How to complete this task:
In the entries below, count every line with the word "PaymentAddForm". Return only the count.

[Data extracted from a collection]
PR #809, opened 2017-09-30
Issue #2912996 - Anonymous order payments

bradjones1:
See https://www.drupal.org/node/2912996

### DIFF
--- a/modules/payment/src/Form/PaymentAddForm.php
+++ b/modules/payment/src/Form/PaymentAddForm.php
@@ -3,6 +3,7 @@
 namespace Drupal\commerce_payment\Form;
 
 use Drupal\commerce\EntityHelper;
+use Drupal\commerce_payment\Entity\Payment;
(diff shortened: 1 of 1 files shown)


bradjones1:
Ah, coding standards. Will fix.

bradjones1:
@mglaman Any thoughts on why this fails only on PHP7, and on coupon redemption?

bojanz:
@bradjones1
We have a random failure in the coupon redemption test that we're still chasing. I think it's not always visible cause your Travis has different limits than the drupalcommerce/commerce travis.

bradjones1:
@bojanz Ok thanks. Any other thoughts on this PR though?

bradjones1:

Solution to this problem:
2